As the head of a small cable channel, Renn is turned onto Videodrome by  its promise of  a new and extreme combination of sex and violence; tricked into believing it is an illicit broadcast coming out of the third world, he thinks of it at first as snuff TV: “no plot, characters, torture, murder .. very, very realistic”. Although Videodrome  appears at first to be (merely) a particularly hardcore variant of S/M porn, pornography here is only ostensibly (or initially) to do with biotic sex,  functioning instead as a probe-head through which techniques for the maximization of  stimulation (and - concomitantly - its management) can be explored.  Videodrome’s purpose is to  “open the neural floodgates”, to trigger “receptors in the brain and spine”. Recalling the McLuhan-Ballard correlation of mass media  with sexualised violence, (a convergence explored more fully by Cronenberg in Crash),  Videodrome points to an eroticization of everything that immediately de-privileges sex in its bio-reproductive mode. “It’s not exactly sex,” Renn warns his lover Nicki Brand (Deborah Harry) of Videodrome.“Says who?” she counters, echoing Ballard’s deterritorialization of sex in The Atrocity Exhibition (of which more shortly).

 

“We live in overstimulated times,” Nicki Brand tells Max. “‘I want you  Max,’ she breathes. ‘Come to me.

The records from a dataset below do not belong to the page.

PR #630, opened 2026-07-10
fix(e2e): fix apiproduct-crud intermittent failures

### LINKED ISSUE #626: e2e: Night test failed
**Describe the bug**
`should delete APIProduct with confirmation` fails intermittently in CI. The test creates an APIProduct via `kubectl apply` in `beforeEach`, then navigates to the API Products list and waits for the resource row to
appear — but the row is never found within the timeout and the test fails.

**To Reproduce**
Run the full e2e suite with `workers: 3`. The delete test fails with:

Error: expect(locator).toBeVisible() failed
Locator: locator('tr:has-text("test-edit-...")')
Timeout: 10000ms

**Expected behavior**
The newly created APIProduct should appear in the list and the delete flow should complete successfully.

**Additional context**
`e2e/tests/apiproduct-crud.spec.ts`
Test: `should delete APIProduct with confirmation` (nested inside `edit and delete` describe)
link in git hab workflou for fail: https://github.com/Kuadrant/kuadrant-console-plugin/actions/runs/29066373268

Possible causes:
- The OpenShift Console Watch/Informer stream may not reflect a `kubectl apply`-created resource within the 10-second timeout
- Pagination — the resource may exist but land on a page other than  the first one (the `create` test had to add full pagination retry  logic for exactly this reason)
- The `edit` test above it avoids this entirely by navigating directly to the resource URL rather than searching the list

emmaaroche:
## Description

`should delete APIProduct with confirmation` was failing intermittently in CI. The resource row was looked up with a single `toBeVisible` call, which fails if the resource lands on a pagination page other than the first - which happens when other tests have already created products. The create test already had pagination retry logic; this PR extracts it into a `findRowWithPagination` helper and applies it to the delete test too. As a side effect, the retry loop (up to 10 attempts with 1s waits) also gives the OpenShift watch stream time to deliver the `kubectl apply` event before giving up.

## Changes

- Add `findRowWithPagination` helper that iterates through all pagination pages, waiting between attempts for the watch stream to deliver the event
- Use it in both the delete test (replacing the broken `toBeVisible` timeout) and the create test (deduplicating the existing inline loop)

Closes #626

## Testing

- All 12 `apiproduct-crud.spec.ts` tests pass locally with `workers: 3`

## Summary by CodeRabbit

* **Tests**
  * Improved end-to-end coverage for API Product creation and deletion across paginated product lists.
  * Added more reliable validation that products can be found regardless of which page they appear on.
  * Enhanced deletion workflow checks by consistently locating the relevant product before confirmation steps.

### DIFF
--- a/e2e/tests/apiproduct-crud.spec.ts
+++ b/e2e/tests/apiproduct-crud.spec.ts
@@ -7,6 +7,27 @@ async function navigateToAPIProductCreate(page: Page, namespace = 'kuadrant-test
   await dismissConsoleTour(page);
 }
 
+// Scroll through all pagination pages looking for a row matching `text`.
+// Retries up to `maxAttempts` times, waiting for the watch stream between pages.
+async function findRowWithPagination(page: Page, text: string, maxAttempts = 10): Promise<boolean> {
+  const row = page.locator(`tr:has-text("${text}")`);
+  for (let attempt = 0; attempt < maxAttempts; attempt++) {
+    if (await row.isVisible()) return true;
+    const nextBtn = page.locator('button[aria-label="Go to next page"]');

Come to Nicki.’ Her lips fill the screen, and  All boundaries are removed as the diegetic frame of the TV screen vanishes from view: the lips now fill the TV screen in a vast closeup.” Biotic sex becomes displaced by a hallucinatory, generalized cyberotics; in one scene “the set begins to pulsate, to breathe [...] veins ripple the hardware cabinet [...] a videogame joystick waggles obscenely.” [158]

 

Believing that it can programme Renn as one of its assassins, Spectacular Optical - the megacorporation that is ultimately revealed to be behind Videodrome  (“we make inexpensive glasses for the third world and missile guidance systems for NATO”) -  deliberately infects Max with the  signal that will transform him into New Flesh, seducing him using the image of radio announcer Nicki Brand.  Renn has a series of increasingly intense hallucinations, which he eventually connects to his consumption of the videodrome programming. Ultimately, Renn, re-programmed by O’Blivion’s daughter, Bianca, turns on his new masters, killing Spectacular Optical’s Barry Convex. Or so it would appear;  we are so deep into “Philip K. Dick-like reality loops”[159]  that we can’t be sure what is happening for [hyper]real.  Perhaps much of the film, including the apparent assassinations, are merely hallucinations, safely monitored by Barry Convex using a prototype VR helmet and recording device.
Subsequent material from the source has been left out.